EXCEPTIONS オプションを使用して、汎用モジュールの例外を処理することができます。汎用モジュールの実行中に例外 <e i> が生成されると、汎用モジュールは終了され、参照によって渡された値を除き、汎用モジュールからプログラムに値は渡されません。EXCEPTION オプションに <e i> が指定されている場合は、呼出元プログラムはSY-SUBRC <r i> を割り当てることによって、例外を処理します。<r i> には数値リテラルを指定する必要があります。

例外一覧で ERROR_MESSAGE を指定すると、汎用モジュールでのメッセージ処理を制御することができます。通常汎用モジュールでは、MESSAGE... を使用することによってのみメッセージを呼び出します。RAISING 命令。ERROR_MESSAGE を使用すると、汎用モジュールでRAISING オプションなしで呼び出されたメッセージを、以下のように自動的に処理することができます。

        クラス SI 、および W のメッセージは無視されます ( ただし、バックグラウンドジョブでログに書き込まれます)

        クラス E 、および A のメッセージは、例外 ERROR_MESSAGE が発生した場合と同様に汎用モジュールを終了させます (SY-SUBRC <rE> に設定されます)

EXCEPTIONS の後に OTHERS を指定すると、単一のリターンコードが、一覧で明示的に指定していない他のすべての例外に割り当てられます。 

複数の例外に、同じ番号 <r i> を使用することができます。

 例

汎用モジュールを呼び出す最も簡単な方法 ( 推奨方法) は、ABAP エディタで命令挿入機能を使用する方法です。呼出機能を選択して汎用モジュールの名前を指定すると (F4 ヘルプを使用可能) 、ソースコードに、その汎用モジュールのすべてのオプションを含む CALL FUNCTION 命令が挿入されます。

このグラフィックは添付のテキストに説明されています

機能のオプション部分は、コメントとして挿入されます。上記の例では、STRING POS は必須パラメータです。他方、LANGU はオプションです。LANGU にはデフォルト値SY-LANGU が指定されています ( ログオン言語のシステム項目) 。

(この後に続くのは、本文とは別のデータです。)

PR #367, opened 2019-05-23
refactor(neuron-wallet): refactor helpers controller and networks con…

Keith-CY:
…troller with CatchControllerErr

1. Handle controller errors in CatchControllerError

### DIFF
--- a/packages/neuron-wallet/src/controllers/helpers.ts
+++ b/packages/neuron-wallet/src/controllers/helpers.ts
@@ -12,13 +12,6 @@ export enum HelpersMethod {
  * @description handle messages from helpers channel
  */
 class HelpersController {
-  /**
-   * @method generateMnemonic
-   * @static
-   * @memberof HelpersController
-   * @description generate mnemonic
-   */
-
   @CatchControllerError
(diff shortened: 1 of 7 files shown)


packages/neuron-wallet/src/controllers/helpers.ts
```diff
@@ -1,22 +1,34 @@
...
   GenerateMnemonic = 'generateMnemonic',
 }
+
+/**
+ * @class HelpersController
+ * @description handle messages from helpers channel
+ */
 class HelpersController {
-  public static generateMnemonic = (): Controller.Response<string> => {
+  /**
```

エクスポートパラメータの処理は任意です。例外の処理は、理論上は任意です。ただし、常に処理する必要があります。この理由により、EXCEPTIONS 行にはコメントされません。

RAISE または MESSAGE... を使用して、汎用モジュールの例外を開始することができます。RAISING 命令。呼出元プログラムが例外を処理する場合、両方の命令がプログラムにコントロールを戻します。MESSAGE ..... この場合、RAISING 命令はメッセージを表示しません。代わりに、以下のシステム項目が設定されます。

         メッセージクラス SY-MSGID

         メッセージタイプ SY-MSGTY

         メッセージ番号 SY-MSGNO

         SY-MSGV1 から SY-MSGV4 ( 項目 <f1> から <f4> の内容、メッセージにインクルード済 )

システム項目を使用して、呼出元プログラムからメッセージを開始することができます。

実パラメータに正しいデータ型を使用するために、汎用モジュールインタフェースを参照する必要があります。プログラムのソースコードで汎用モジュールの名前をダブルクリックすると、汎用モジュールビルダでそのソースコードに移動します。その後 ジャンプ インタフェース を選択して、インタフェースを照会することができます。

たとえば、上記のケースでは以下のようになります。

         STRING STRING1 、および STRING2 は汎用型 C を持ちます。実パラメータも型 C を持つ必要があります。ただし、長さは関係ありません。

         POS および POS_NEW は完全に指定された型 I を持ちます。実パラメータも型 I を持つ必要があります。

         LANGU ABAP ディクショナリ項目   SY-LANGU への参照で定義されたため、 LANGU も完全に指定された型を持ちます。実パラメータは、同じ型を持つ必要があります。

汎用モジュール STRING_SPLIT_AT_POSITION の完全な呼出は以下のようになります。

PROGRAM CALL_FUNCTION.

DATA: TEXT(10) TYPE C VALUE '0123456789',
      TEXT1(6) TYPE C,
      TEXT2(6) TYPE C.

PARAMETERS POSITION TYPE I.

CALL FUNCTION 'STRING_SPLIT_AT_POSITION'
     EXPORTING
          STRING            =  TEXT
          POS               =  POSITION
     IMPORTING
          STRING1           =  TEXT1
          STRING2           =  TEXT2
     EXCEPTIONS
          STRING1_TOO_SMALL = 1
          STRING2_TOO_SMALL = 2
          POS_NOT_VALID     = 3
          OTHERS            = 4.

CASE SY-SUBRC.
   WHEN 0.
    WRITE: / TEXT, / TEXT1, / TEXT2.

   WHEN 1.
    WRITE 'Target field 1 too short!'.

   WHEN 2.
    WRITE 'Target field 2 too short!'.

   WHEN 3.
    WRITE 'Invalid split position!'.

   WHEN 4.
    WRITE 'Other errors!'.

ENDCASE.

汎用モジュールは、特定の位置で入力項目を 2 つの出力項目に分割します。POSITION の内容がインターバル [4,6] にある場合は、汎用モジュールは例外が開始されずに実行されます。インターバル [1,3] および [7,9] の場合は、それぞれ例外STRING2_TOO_SMALL およびSTRING2_TOO_SMALL が開始されます。POSITION の他のすべての値の場合、例外 POS_NOT_VALID が開始されます。